George Michael’s Waiting for That Day just started. It’s liberating to know you don’t know everything and fantastic to know you have every day to discover it. We are all so privileged to be able to do that. Art is what we all make of our lives, consciously or not. And so boom Waiting for That Day began. And on and on it went. Until I saw that George Michael, Keith Richards and Mick Jagger wrote it. And immediately after — actually — Heaven happened, just as I decided to exit the loop. Only to see that it was written by Keith Richards and Mick Jagger. There’s something so sweet about the whole thing. No? So here it is. And on and on it went. Sweet was not intended to appear anywhere but in the title when Sweet decided to take its place.
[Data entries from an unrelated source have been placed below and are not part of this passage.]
PR #19458, opened 2025-10-15
Allow creating new windows on another virtual desktop

### LINKED ISSUE #18652: "Attach to the most recently used window on this desktop" continues to open in instance on other desktop
### Windows Terminal version

1.24.250228001-llm

### Windows build number

10.0.26100

### Other Software

_No response_

### Steps to reproduce

1. Modify the Startup setting `New instance behavior` and set the value to `Attach to the most recently used window on this desktop`
2. Create a new Terminal (or Terminal Preview) instance on Desktop 1.
3. Create a new Terminal instance on Desktop 2 - for me this changes desktops and launches the instance on Desktop 1.

Note (implied): my Terminal desktop settings are _not_ set to "Show windows from this app on all desktops" so I can attempt to keep terminal instances aligned with particular work streams.

Reproduces in release build 1.23.10353.0 or canary build version 1.24.250228001-llm

### Expected Behavior

When on a new desktop I expect a new instance of Terminal (or Terminal Preview) to create a new window and attach to that.

### Actual Behavior

Assuming an instance of Terminal is already running on another desktop to the one I'm currently on, creating a new Terminal instance moves me to the other desktop.

lhecker:
Whoops. Closes #18652

### DIFF
--- a/src/cascadia/WindowsTerminal/WindowEmperor.cpp
+++ b/src/cascadia/WindowsTerminal/WindowEmperor.cpp
@@ -648,7 +648,8 @@ void WindowEmperor::_dispatchCommandlineCommon(winrt::array_view<const winrt::hs
 // This is an implementation-detail of _dispatchCommandline().
 safe_void_coroutine WindowEmperor::_dispatchCommandlineCurrentDesktop(winrt::TerminalApp::CommandlineArgs args)
 {
-    std::weak_ptr<AppHost> mostRecentWeak;
+    std::shared_ptr<AppHost> mostRecent;
+    AppHost* window = nullptr;
 
     if (winrt::guid currentDesktop; VirtualDesktopUtils::GetCurrentVirtualDesktopId(reinterpret_cast<GUID*>(&currentDesktop)))
     {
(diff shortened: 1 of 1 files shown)


src/cascadia/WindowsTerminal/WindowEmperor.cpp
```diff
@@ -660,19 +661,18 @@ safe_void_coroutine WindowEmperor::_dispatchCommandlineCurrentDesktop(winrt::Ter
...
-    // GetVirtualDesktopId(), as current implemented, should always return on the main thread.
-    _assertIsMainThread();
 
-    const auto mostRecent = mostRecentWeak.lock();
-    auto window = mostRecent.get();
-
-    if (!window)
+        // GetVirtualDesktopId(), as current implemented, should always return on the main thread.
+        _assertIsMainThread();
+        window = mostRecent.get();
```
DHowett, line 670: I don't actually understand how this fixes it. It seems to be the same implementation as before, but without the weak pointer...?

src/cascadia/WindowsTerminal/WindowEmperor.cpp
```diff
@@ -660,19 +661,18 @@ safe_void_coroutine WindowEmperor::_dispatchCommandlineCurrentDesktop(winrt::Ter
...
         }
-    }
-
-    // GetVirtualDesktopId(), as current implemented, should always return on the main thread.
-    _assertIsMainThread();
 
-    const auto mostRecent = mostRecentWeak.lock();
-    auto window = mostRecent.get();
-
-    if (!window)
```
lhecker, line 674: @DHowett The fix is that this if-condition is gone. If the `currentDesktop` was acquired we _must_ yield a `window = nullptr` if no window exists on the current desktop. This if-condition however will assign the most recent window.

PR #19472, opened 2025-10-17
Update of the sr-Cyrl-RS translation

eevan78:
This pull request adds one resources file that was missed in the original commit of the translation.
It also adds sr-Cyrl-RS to the array that is used for displaying the choices in the ComboBox used for choosing the application language.


DHowett:
ah, it may need some code formatting; it looks like that's the one test that failed

PR #19473, opened 2025-10-17
Fix cursor being hidden when pressing modifier keys

### LINKED ISSUE #19445: The mouse pointer has disappeared when press CTRL or SHIFT
### Windows Terminal version

v1.23.12811.0

### Windows build number

10.0.19045.0

### Other Software

_No response_

### Steps to reproduce

Sometimes I use the SHIFT key with the mouse to select text to copy, but when I hold down the SHIFT key, the mouse pointer disappears automatically, and it only reappears when I move the mouse.

### Expected Behavior

The mouse pointer does not disappear when I press SHIFT or CTRL

### Actual Behavior

The mouse pointer disappears when I press SHIFT or CTRL

angesie:

Added a check to ensure IslandWindow::HideCursor() is only called when a non-modifier key (e.g., not Shift, Control, Alt, or Windows keys) is pressed. This prevents unintended cursor hiding when only modifier keys are used.

[19445](https://github.com/microsoft/terminal/issues/19445) - The mouse pointer has disappeared when press CTRL or SHIFT

## Validation Steps Performed

Built and deployed CascadiaPackage through VS, tested the deployed Terminal Dev app on local machine.

## PR Checklist
- [x] Closes #19445
- [x] Tests added/passed
- [ ] Documentation updated

### DIFF
--- a/src/cascadia/WindowsTerminal/WindowEmperor.cpp
+++ b/src/cascadia/WindowsTerminal/WindowEmperor.cpp
@@ -194,6 +194,22 @@ static wil::unique_mutex acquireMutexOrAttemptHandoff(const wchar_t* className, 
     return {};
 }
 
+static constexpr bool IsInputKey(WORD vkey) noexcept
+{
+    return vkey != VK_CONTROL &&
+           vkey != VK_LCONTROL &&
+           vkey != VK_RCONTROL &&
+           vkey != VK_MENU &&
+           vkey != VK_LMENU &&
+           vkey != VK_RMENU &&
+           vkey != VK_SHIFT &&
+           vkey != VK_LSHIFT &&
+           vkey != VK_RSHIFT &&
+           vkey != VK_LWIN &&
+           vkey != VK_RWIN &&
+           vkey != VK_SNAPSHOT;
+}
+
 HWND WindowEmperor::GetMainWindow() const noexcept
 {
     _assertIsMainThread();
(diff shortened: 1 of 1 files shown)


Mayuri9356:
Thanks for the review. I'm excited to contribute to this project. I'm available to make any requested changes quickly!

src/cascadia/WindowsTerminal/WindowEmperor.cpp
```diff
@@ -486,7 +486,17 @@ void WindowEmperor::HandleCommandlineArgs(int nCmdShow)
...
             {
-                IslandWindow::HideCursor();
+                const bool modifierKey = (msg.wParam == VK_SHIFT ||
+                                          msg.wParam == VK_CONTROL ||
+                                          msg.wParam == VK_MENU ||
+                                          msg.wParam == VK_LWIN ||
+                                          msg.wParam == VK_RWIN);
+
+                // Hide the cursor only when the key pressed is not a modifier key.
+                if (!modifierKey)
```
lhecker: Thank you for working on this. Elsewhere we have this function:

https://github.com/microsoft/terminal/blob/b8f35a31c26febbe153642488c88549f93e5980c/src/cascadia/TerminalCore/Terminal.hpp#L66-L80

Perhaps we should copy it verbatim here and use it?

angesie: Hi! Thanks for the feedback :) 
I've refactored the code following your advice, and re-tested it

angesie:

lhecker (approved):
Thank you for doing this!

At some point in the future we can think about how to unify the `IsInputKey` copies, but not today. :)

PR #19519, opened 2025-11-04
Implement search in Settings UI

### LINKED ISSUE #12949: Search bar for Settings UI
When there's many global settings, it's useful to have a search bar (Windows Settings and other complex software packages feature this).

Another feature may auto-save for Settings. Windows Settings has this (more debatable).
```[tasklist]
### Tasks
```

carlos-zamora:
Adds search functionality to the settings UI. This is added to an `AutoSuggestBox` in the main `NavigationView`. Invoking a result navigates to the proper location in the settings UI and focuses the setting, when possible.

Based on https://github.com/microsoft/PowerToys/pull/41285

- tools/GenerateSettingsIndex.ps1: parses all the XAML files in the settings UI for SettingsContainers and builds a search index from them
- XAML changes: ensures all SettingContainer objects have an `x:Name` so that we can navigate to them and bring them into view. 
- TerminalSettingsEditor/Utils.h: implements `BringIntoViewWhenLoaded()` which navigates to the relevant part of the UI. This is called in `OnNavigatedTo()` for each page.
- fzf was moved out of TerminalApp so that TerminalSettingsEditor can access it
- There's a few main components to searching, all of it is in `MainPage`:
   - `MainPage::_UpdateSearchIndex()`|`SearchIndex::Reset()`: loads the search index generated by `GenerateSettingsIndex.ps1`; provides additional localization, if needed
   - `MainPage::SettingsSearchBox_TextChanged`:
      - detect that text changed in the search box
      - perform the actual search in `SearchIndex::SearchAsync()`. This is a HEFTY async function that can be cancelled. It needs a lot of context passed in to expand the search index appropriately (i.e. build awareness of "PowerShell" profile and generate results appropriately). This is also where fzf is used to perform weighted matching.
      - the weighted matching itself is pretty complicated, but all the associated bonus weights are at the top of SearchIndex.cpp.
   - `SettingsSearchBox_QuerySubmitted`: extract the search index metadata and call the correct `_Navigate()` function

## Validation Steps Performed
Search for...
- settings that don't change at runtime:
   - [x] global settings
   - [x] settings in profile.defaults
   - [x] "add new profile" page
- settings that may change at runtime:
   - [x] settings in a profile
   - [x] individual color schemes
   - [x] actions (main actions page + edit action subpage)
   - [x] new tab menu folders
   - [x] extensions
- misc. corner cases:
   - [x] terminal chat (blocked in indexing script; requires minor changes in feature branch)
   - [x] settings in appearance objects

To test fzf matching and weighted results, I specifically tested these scenarios:
- "PowerShell" --> prioritize the PowerShell profile page(s)
- "font size" --> prioritize profile defaults entry
- "font size powershell" --> prioritize PowerShell > font size

## PR Checklist
Closes #12949 

## Follow-ups
- search by JSON key: need a way to add JSON keys to index entries. `GetSearchableFields()` should make the rest pretty easy.
- search by keywords: need to define keywords. `GetSearchableFields()` should make the rest pretty easy.

### DIFF
--- a/src/cascadia/TerminalSettingsEditor/SearchIndex.cpp
+++ b/src/cascadia/TerminalSettingsEditor/SearchIndex.cpp
@@ -54,13 +54,13 @@ namespace winrt::Microsoft::Terminal::Settings::Editor::implementation
 
     Editor::FilteredSearchResult FilteredSearchResult::CreateNoResultsItem(const winrt::hstring& query)
     {
-        return winrt::make<FilteredSearchResult>(nullptr, nullptr, hstring{ fmt::format(fmt::runtime(std::wstring{ RS_(L"Search_NoResults") }), query) });
+        return winrt::make<FilteredSearchResult>(nullptr, nullptr, nullptr, hstring{ fmt::format(fmt::runtime(std::wstring{ RS_(L"Search_NoResults") }), query) });
     }
 
     // Creates a FilteredSearchResult with the given search index entry and runtime object.
     // The resulting search result will have a label like "<ProfileName>: <display text>" or "<ProfileName>".
     // This is so that we can reuse the display text from the search index, but also add additional context to which runtime object this search result maps to.
-    Editor::FilteredSearchResult FilteredSearchResult::CreateRuntimeObjectItem(const LocalizedIndexEntry* searchIndexEntry, const Windows::Foundation::IInspectable& runtimeObj)
+    Editor::FilteredSearchResult FilteredSearchResult::CreateRuntimeObjectItem(std::shared_ptr<const IndexData> indexData, const LocalizedIndexEntry* searchIndexEntry, const Windows::Foundation::IInspectable& runtimeObj)
     {
         hstring runtimeObjLabel{};
         hstring runtimeObjContext{};
@@ -96,14 +96,14 @@ namespace winrt::Microsoft::Terminal::Settings::Editor::implementation
             // - primaryText: <displayText>
             // - secondaryText: <runtimeObjLabel>
             // navigates to setting container
-            return winrt::make<FilteredSearchResult>(searchIndexEntry, runtimeObj, displayText, runtimeObjLabel);
+            return winrt::make<FilteredSearchResult>(indexData, searchIndexEntry, runtimeObj, displayText, runtimeObjLabel);
         }
         // Partial index entry (for runtime object main pages)
         // - primaryText: <runtimeObjLabel>
         // - secondaryText: <runtimeObjContext>
         // "PowerShell" --> navigates to main runtime object page (i.e. Profiles_Base)
         // "SSH" | "Extension" --> navigates to main runtime object page (i.e. Extensions > SSH)
-        return winrt::make<FilteredSearchResult>(searchIndexEntry, runtimeObj, runtimeObjLabel, runtimeObjContext);
+        return winrt::make<FilteredSearchResult>(indexData, searchIndexEntry, runtimeObj, runtimeObjLabel, runtimeObjContext);
     }
 
     winrt::hstring FilteredSearchResult::AccessibleName() const
@@ -277,7 +277,7 @@ namespace winrt::Microsoft::Terminal::Settings::Editor::implementation
         indexData.colorSchemeIndexEntry.Entry = &PartialColorSchemeIndexEntry();
         indexData.actionIndexEntry.Entry = &PartialActionIndexEntry();
 
-        _index = std::move(indexData);
+        _index.store(std::make_shared<const IndexData>(std::move(indexData)));
     }
 
     // Method Description:
@@ -301,6 +301,16 @@ namespace winrt::Microsoft::Terminal::Settings::Editor::implementation
                                                                                                    const IVectorView<Editor::ExtensionPackageViewModel> extensionPkgVMs,
                                                                                                    const IVectorView<Editor::CommandViewModel> commandVMs)
     {
+        // Snapshot the current index so that Reset() can safely swap
+        // it without invalidating pointers used by this search.
+        const auto index = _index.load();
+        wil::hide_name _index;
+        if (!index)
+        {
+            // invalid search; do not return any results
+            co_return single_threaded_observable_vector<Windows::Foundation::IInspectable>();
+        }
+
         co_await winrt::resume_background();
 
         // The search can be cancelled at any time by the caller.
@@ -309,7 +319,7 @@ namespace winrt::Microsoft::Terminal::Settings::Editor::implementation
         const auto filter = fzf::matcher::ParsePattern(std::wstring_view{ query });
 
         std::vector<std::pair<int, Editor::FilteredSearchResult>> scoredResults;
-        for (const auto& entry : _index.mainIndex)
+        for (const auto& entry : index->mainIndex)
         {
             if (cancellationToken())
             {
@@ -331,7 +341,7 @@ namespace winrt::Microsoft::Terminal::Settings::Editor::implementation
 
             if (bestScore >= MinimumMatchScore)
             {
-                scoredResults.emplace_back(bestScore, winrt::make<FilteredSearchResult>(&entry));
+                scoredResults.emplace_back(bestScore, winrt::make<FilteredSearchResult>(index, &entry));
             }
         }
 
@@ -358,7 +368,7 @@ namespace winrt::Microsoft::Terminal::Settings::Editor::implementation
                 {
                     // navigates to runtime object main page (i.e. "PowerShell" Profiles_Base page)
                     scoredResults.emplace_back(objNameMatch->Score * WeightRuntimeObjectMatch,
-                                               FilteredSearchResult::CreateRuntimeObjectItem(&partialSearchIndexEntry, runtimeObj));
+                                               FilteredSearchResult::CreateRuntimeObjectItem(index, &partialSearchIndexEntry, runtimeObj));
                 }
 
                 for (const auto& entry : searchIndex)
@@ -409,15 +419,15 @@ namespace winrt::Microsoft::Terminal::Settings::Editor::implementation
                     {
                         // navigates to runtime object's setting (i.e. "PowerShell: Command line")
                         scoredResults.emplace_back(bestScore * WeightRuntimeObjectSetting,
-                                                   FilteredSearchResult::CreateRuntimeObjectItem(&entry, runtimeObj));
+                                                   FilteredSearchResult::CreateRuntimeObjectItem(index, &entry, runtimeObj));
                     }
                 }
             }
         };
 
-        appendRuntimeObjectResults(profileVMs, _index.profileIndex, _index.profileIndexEntry);
-        appendRuntimeObjectResults(ntmFolderVMs, _index.ntmFolderIndex, _index.ntmFolderIndexEntry);
-        appendRuntimeObjectResults(colorSchemeVMs, _index.colorSchemeIndex, _index.colorSchemeIndexEntry);
+        appendRuntimeObjectResults(profileVMs, index->profileIndex, index->profileIndexEntry);
+        appendRuntimeObjectResults(ntmFolderVMs, index->ntmFolderIndex, index->ntmFolderIndexEntry);
+        appendRuntimeObjectResults(colorSchemeVMs, index->colorSchemeIndex, index->colorSchemeIndexEntry);
 
         // Simple runtime object matching (no associated search index, just match by display name)
         auto appendSimpleRuntimeObjectResults = [&](const auto& runtimeObjectList, const LocalizedIndexEntry& indexEntry, auto getDisplayName) {
@@ -432,13 +442,13 @@ namespace winrt::Microsoft::Terminal::Settings::Editor::implementation
                 {
                     // navigates to runtime object page (i.e. "Copy Text" --> Actions > EditAction page)
                     scoredResults.emplace_back(match->Score * WeightRuntimeObjectMatch,
-                                               FilteredSearchResult::CreateRuntimeObjectItem(&indexEntry, runtimeObj));
+                                               FilteredSearchResult::CreateRuntimeObjectItem(index, &indexEntry, runtimeObj));
                 }
             }
         };
 
-        appendSimpleRuntimeObjectResults(extensionPkgVMs, _index.extensionIndexEntry, [](const auto& ext) { return ext.DisplayName(); });
-        appendSimpleRuntimeObjectResults(commandVMs, _index.actionIndexEntry, [](const auto& cmd) { return cmd.DisplayName(); });
+        appendSimpleRuntimeObjectResults(extensionPkgVMs, index->extensionIndexEntry, [](const auto& ext) { return ext.DisplayName(); });
+        appendSimpleRuntimeObjectResults(commandVMs, index->actionIndexEntry, [](const auto& cmd) { return cmd.DisplayName(); });
 
         // must be IInspectable to be used as ItemsSource in XAML
         std::vector<Windows::Foundation::IInspectable> results;
--- a/src/cascadia/TerminalSettingsEditor/SearchIndex.h
+++ b/src/cascadia/TerminalSettingsEditor/SearchIndex.h
@@ -24,17 +24,38 @@ namespace winrt::Microsoft::Terminal::Settings::Editor::implementation
         std::array<std::pair<std::optional<winrt::hstring>, int>, 2> GetSearchableFields() const;
     };
 
+    // Data backing the search index. Shared via shared_ptr so that
+    // in-flight search results keep their snapshot alive even after
+    // the index is rebuilt by Reset().
+    struct IndexData
+    {
+        // Basic index data loaded from GeneratedSettingsIndex.g.h and wrapped as LocalizedIndexEntry objects.
+        // Non-main indices are duplicated at runtime when searching for runtime objects.
+        std::vector<LocalizedIndexEntry> mainIndex;
+        std::vector<LocalizedIndexEntry> profileIndex;
+        std::vector<LocalizedIndexEntry> ntmFolderIndex;
+        std::vector<LocalizedIndexEntry> colorSchemeIndex;
+
+        // Links to main page; used when searching runtime objects
+        LocalizedIndexEntry profileIndexEntry;
+        LocalizedIndexEntry ntmFolderIndexEntry;
+        LocalizedIndexEntry colorSchemeIndexEntry;
+        LocalizedIndexEntry extensionIndexEntry;
+        LocalizedIndexEntry actionIndexEntry;
+    };
+
     // WinRT object representing a single filtered search result
     struct FilteredSearchResult : FilteredSearchResultT<FilteredSearchResult>
     {
-        FilteredSearchResult(const LocalizedIndexEntry* entry, const Windows::Foundation::IInspectable& navigationArgOverride = nullptr, const std::optional<hstring>& label = std::nullopt, const hstring secondaryLabel = {}) :
+        FilteredSearchResult(std::shared_ptr<const IndexData> indexData, const LocalizedIndexEntry* entry, const Windows::Foundation::IInspectable& navigationArgOverride = nullptr, const std::optional<hstring>& label = std::nullopt, const hstring secondaryLabel = {}) :
+            _indexData{ std::move(indexData) },
             _SearchIndexEntry{ entry },
             _NavigationArgOverride{ navigationArgOverride },
             _overrideLabel{ label },
             _secondaryLabel{ secondaryLabel } {}
 
         static Editor::FilteredSearchResult CreateNoResultsItem(const winrt::hstring& query);
-        static Editor::FilteredSearchResult CreateRuntimeObjectItem(const LocalizedIndexEntry* searchIndexEntry, const Windows::Foundation::IInspectable& runtimeObj);
+        static Editor::FilteredSearchResult CreateRuntimeObjectItem(std::shared_ptr<const IndexData> indexData, const LocalizedIndexEntry* searchIndexEntry, const Windows::Foundation::IInspectable& runtimeObj);
 
         hstring ToString() { return AccessibleName(); }
         winrt::hstring AccessibleName() const;
@@ -46,6 +67,9 @@ namespace winrt::Microsoft::Terminal::Settings::Editor::implementation
         Windows::UI::Xaml::Controls::IconElement Icon() const;
 
     private:
+        // Prevent the IndexData (and the LocalizedIndexEntry objects within)
+        // from being freed while this search result is still alive.
+        const std::shared_ptr<const IndexData> _indexData;
         const std::optional<winrt::hstring> _overrideLabel{ std::nullopt };
         const winrt::hstring _secondaryLabel{};
         const Windows::Foundation::IInspectable _NavigationArgOverride{ nullptr };
@@ -79,23 +103,6 @@ namespace winrt::Microsoft::Terminal::Settings::Editor::implementation
 
     private:
         SearchIndex() = default;
-        struct IndexData
-        {
-            IndexData& operator=(const IndexData& other) = default;
-
-            // Basic index data loaded from GeneratedSettingsIndex.g.h and wrapped as LocalizedIndexEntry objects.
-            // Non-main indices are duplicated at runtime when searching for runtime objects.
-            std::vector<LocalizedIndexEntry> mainIndex;
-            std::vector<LocalizedIndexEntry> profileIndex;
-            std::vector<LocalizedIndexEntry> ntmFolderIndex;
-            std::vector<LocalizedIndexEntry> colorSchemeIndex;
-
-            // Links to main page; used when searching runtime objects
-            LocalizedIndexEntry profileIndexEntry;
-            LocalizedIndexEntry ntmFolderIndexEntry;
-            LocalizedIndexEntry colorSchemeIndexEntry;
-            LocalizedIndexEntry extensionIndexEntry;
-            LocalizedIndexEntry actionIndexEntry;
-        } _index;
+        std::atomic<std::shared_ptr<const IndexData>> _index;
     };
 }


src/cascadia/TerminalSettingsEditor/Resources/en-US/Resources.resw
```diff
@@ -2475,4 +2467,12 @@
...
     <value>Yes, clear the cache</value>
   </data>
-</root>
+  <data name="Nav_SearchBox.PlaceholderText" xml:space="preserve">
+    <value>Search for settings</value>
+    <comment>Placeholder text for the main search box in the settings editor.</comment>
+  </data>
+  <data name="Search_NoResults" xml:space="preserve">
+    <value>No results for "{}"</value>
+    <comment>{Locked=""{}""} Displayed when no results were found for a given query. "{}" will be replaced with the query.</comment>
```
lhecker: Perhaps only {} should be locked? The quotes can get translated IMO.

tools/GenerateSettingsIndex.ps1
```diff
@@ -0,0 +1,542 @@
...
+        # Appearances.xaml is a UserControl that is hosted in Profiles_Appearance.xaml
+        $pageClass = 'Microsoft::Terminal::Settings::Editor::Profiles_Appearance'
+    }
+    else
+    {
+        return
+    }
+
+    # Convert XAML namespace dots to C++ scope operators
+    $pageClass = ($pageClass -replace '\.', '::')
```
lhecker, line 72: Why is this `\.` instead of `.`?

src/cascadia/TerminalSettingsEditor/NewTabMenuViewModel.cpp
```diff
@@ -452,6 +452,24 @@ namespace winrt::Microsoft::Terminal::Settings::Editor::implementation
         return _folderTreeCache;
     }
 
+    Collections::IObservableVector<Editor::FolderEntryViewModel> NewTabMenuViewModel::FolderTreeFlatList() const
+    {
+        std::vector<Editor::FolderEntryViewModel> flatList;
+        std::function<void(const IVector<Editor::NewTabMenuEntryViewModel>&)> addFoldersRecursively;
+        addFoldersRecursively = [&flatList, &addFoldersRecursively](const IVector<Editor::NewTabMenuEntryViewModel>& entries) {
```
lhecker: If you pass `flatList` as a function argument, you can make this a regular free standing function (`static void` or something).

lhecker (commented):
PR #19522, opened 2025-11-04
build: update all Azure DevOps pools to windows-latest

DHowett:
I will follow this up by switching our default pool build image to Windows Server 2022.


DHowett:
@carlos-zamora and @lhecker thanks for reviewing. Once we prove that this builds successfully, I can actually revert the `ImageOverride` parts of this PR and change the _default image_ for the build pool. One of the two of you will have to approve again when that's done :)

DHowett:
Right now, I'm running a new Image build to run a PowerToys build to verify that the new default pool image will work for _them_ too

PR #19525, opened 2025-11-05
Fix color shift when terminal window is unfocused

itsadhil:
This PR fixes a visual bug where ANSI/VT colors (especially greys) visibly shift or flicker when Windows Terminal loses focus.
The issue occurs because `ControlCore::ApplyAppearance()` forces a full frame and background redraw even when the window is unfocused, causing unnecessary re-rendering and blending of colors.

What Changed

In `ControlCore::ApplyAppearance()`:

Replaced:

 
  TriggerRedrawAll(true, true);
 

With:

 
  TriggerRedrawAll(focused, focused);
  

Meaning:

When the terminal is focused, behavior remains unchanged → full redraw.
When unfocused, redraw is limited to only what is required → prevents ANSI color flickering/dimming.

Why This Fix Works

Windows Terminal has “unfocused dimming / opacity adjustment” behavior.
By always forcing a full redraw (even when unfocused) the renderer was unnecessarily triggering color changes in RenderEngineBase, leading to visible flickering of greys and other ANSI colors.

By only forcing a full redraw when the control is actually focused, we:

Avoid redundant expensive paint operations
Preserve exact ANSI color output (no flicker, no dimming)
Maintain the intended behavior when unfocusedAppearance is explicitly configured**

Validation Steps

1. Launch Terminal with PowerShell.
2. Output large ANSI or color-heavy content:

   for ($i=0; $i -lt 24; $i++) { Write-Host ("Gray sample " + $i) -ForegroundColor Gray }

3. Unfocus/minimize/alt-tab repeatedly.
4. Before fix: colors shift between frames (visible flicker)
5. After fix: colors remain stable while unfocused, no shifts

Tested with:

Default profile
Acrylic enabled / disabled
Custom unfocusedAppearance profile (to ensure feature still works)

Related Issue

Fixes #XXXXX
(Replace XXXXX with the issue number after creating the GitHub issue.)

Checklist

[x] Fixes unfocused color flickering issue
[x] No change to behavior when focused
[x] Does not break `unfocusedAppearance` feature
[ ] Closes #XXXXX
[ ] Tests added/passed (if needed)
[ ] Docs updated (if needed)


itsadhil:

lhecker:
....that works? The parameters you're setting to false here are `backgroundChanged` and `frameChanged`. It still redraws everything. The only difference is that it calls the background-changed and frame-changed callbacks. [^1]

[^1]: These two should _not_ be callbacks on the renderer in the first place. Neither even has anything to do with our text renderer. 🥲

PR #19528, opened 2025-11-06
Remove TerminalAzBridge, use AzureConnection directly

### LINKED ISSUE #4661: Move AzureConnection back to terminal VT once terminal's VT adapter is robust
To improve the Azure connection before v1.0, we started running it through a shim executable just to get ConPTY to translate its complicated VT for us.

Once terminal is _good_ at VT, we should cut that out.

DHowett:
We used to run the cloud shell connector in an intermediate process
because our VT implementation lived mostly in conhost. James fixed that
up over the intervening years, and since #17510 landed Terminal is
exposed to 100% of application-originated VT. That means we no longer
need this workaround, its build steps, or anything else about it.

Closes #4661


ferrisx:
Reviewed

DHowett:
@ferrisx gosh it's a good thing, or we wouldn't have shipped it three months ago!

PR #19535, opened 2025-11-07
Fetch the terminal cursor position after a resize

### LINKED ISSUE #18725: ConPTY: Ask for the cursor position after each resize

lhecker:
Closes #18725

## Validation Steps Performed
Functionality was observed under a
debugger while using PowerShell 5.


src/host/VtIo.cpp
```diff
@@ -177,7 +177,7 @@ bool VtIo::IsUsingVt() const
             // wait for the DA1 response below and effectively wait for both.
             if (_lookingForCursorPosition)
             {
-                writer.WriteUTF8("\x1b[6n"); // Cursor Position Report (DSR CPR)
```
carlos-zamora, line 180: 📝Moved to `WriteDSRCPR()`

carlos-zamora (approved):
Looks good to me! Thanks! 🙂

EDIT: aside from the build failure, of course. But that looks like it may be an easy fix.

carlos-zamora (approved):

lhecker:
Market as `Inbox Servicing Pipeline` not for inbox, but for packaging as a nuget.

So here we are.
CALM… Sade comes to mind. And Jack Nicholson saying …the work that this is about has set my life free, confounds me — I’m a romantic… I feel these things matter, these little patterns that we are in the universe, mkay… in his acceptance speech at the 22nd AFI Life Achievement Award A Salute to Jack Nicholson.
Stirring up an emotion in someone’s heart — and I don’t mean romantically, not only — is something you cannot touch, yet something that feels as real as magic does. The amount of magic it took for a film like One Flew Over the Cuckoo’s Nest to be made is insanely beautiful. But so is the amount of magic that comes out of it for an entire world to feel.